#### Brief
The data below holds the lines to copy: everything from the line containing "definitions - [@jdmurphy](https://github.com/jdmurphy)." to the line containing "Your contribution here.", both ends included, set down exactly.

#### Information given
PR #691, opened 2018-07-30
Fix is_array check for non-contiguous sub and parent entities

jdmurphy:
While reviewing an API made with Grape, I noticed that an entity created for a POST request param body did not have the correct markings for array and object. In digging into the code, I found that the `parse_request_params` was dependent on the ordering of the params coming in. Specifically, since we initialize `array_key` [outside the loop](https://github.com/ruby-grape/grape-swagger/blob/v0.30.1/lib/grape-swagger/endpoint.rb#L309), and then set it [below](https://github.com/ruby-grape/grape-swagger/blob/v0.30.1/lib/grape-swagger/endpoint.rb#L314), it _should_ exist for elements of an array, but I found that my params were in an order that caused sub elements to not be by their parents. For example (from tests so that I don't have to leak my API internals):
```
[
  ['id', { required: true, type: 'String' }],
  ['description', { required: false, type: 'String' }],
  ['stuffs', { required: true, type: 'Array' }],
  ['stuffs[owners]', { required: true, type: 'Array' }],
  ['stuffs[creators]', { required: true, type: 'Array' }],
  ['stuffs[owners][id]', { required: true, type: 'String' }],
  ['stuffs[creators][id]', { required: true, type: 'String' }]
]
```
would be updated to (notice `'stuffs[owners][id]'`).
```
[
  ['id', { required: true, type: 'String' }],
  ['description', { required: false, type: 'String' }],
  ['stuffs', { required: true, type: 'Array', is_array: true }],
  ['stuffs[owners]', { required: true, type: 'Array', is_array: true }],
  ['stuffs[creators]', { required: true, type: 'Array', is_array: true }],
  ['stuffs[owners][id]', { required: true, type: 'String' }],
  ['stuffs[creators][id]', { required: true, type: 'String', is_array: true }]
]
```

I updated parse_request_params to keep all array keys and then see if the name of current param matches any of them exactly or matches any of the array keys with a `[` appended which would indicate it is a sub element.

### DIFF
--- a/CHANGELOG.md
+++ b/CHANGELOG.md
@@ -7,6 +7,7 @@
 #### Fixes
 
 * [#688](https://github.com/ruby-grape/grape-swagger/pull/688): Use deep merge for nested parameter definitions - [@jdmurphy](https://github.com/jdmurphy).
+* [#691](https://github.com/ruby-grape/grape-swagger/pull/691): Disregard order when parsing request params for arrays - [@jdmurphy](https://github.com/jdmurphy).
 * Your contribution here.
 
 ###  0.30.1 (July 19, 2018)
--- a/lib/grape-swagger/endpoint.rb
+++ b/lib/grape-swagger/endpoint.rb
@@ -306,13 +306,13 @@ module Grape
     end
 
     def parse_request_params(params)
-      array_key = nil
+      array_keys = []
       params.select { |param| public_parameter?(param) }.each_with_object({}) do |param, memo|
         name, options = *param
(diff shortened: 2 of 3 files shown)


LeFnord:
thanks again @jdmurphy 😄 …

jdmurphy:
@LeFnord, any chance we could get a release since there are a few fixes lined up since the last one?

LeFnord:
yeap sure, will cut a new release the next days … 😄

PR #692, opened 2018-08-01
Fix compatibility description in readme

darren987469:
Change grape-entity compatibility description from `=> 0.5.0` to `>= 0.5.0`.


LeFnord:
a CHANGELOG entry isn't needed here, so I removed it by resolving the conflicts, will mörge it after tests passes

LeFnord:
thanks @darren987469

#### Problem solution
 * [#688](https://github.com/ruby-grape/grape-swagger/pull/688): Use deep merge for nested parameter definitions - [@jdmurphy](https://github.com/jdmurphy).
+* [#691](https://github.com/ruby-grape/grape-swagger/pull/691): Disregard order when parsing request params for arrays - [@jdmurphy](https://github.com/jdmurphy).
 * Your contribution here.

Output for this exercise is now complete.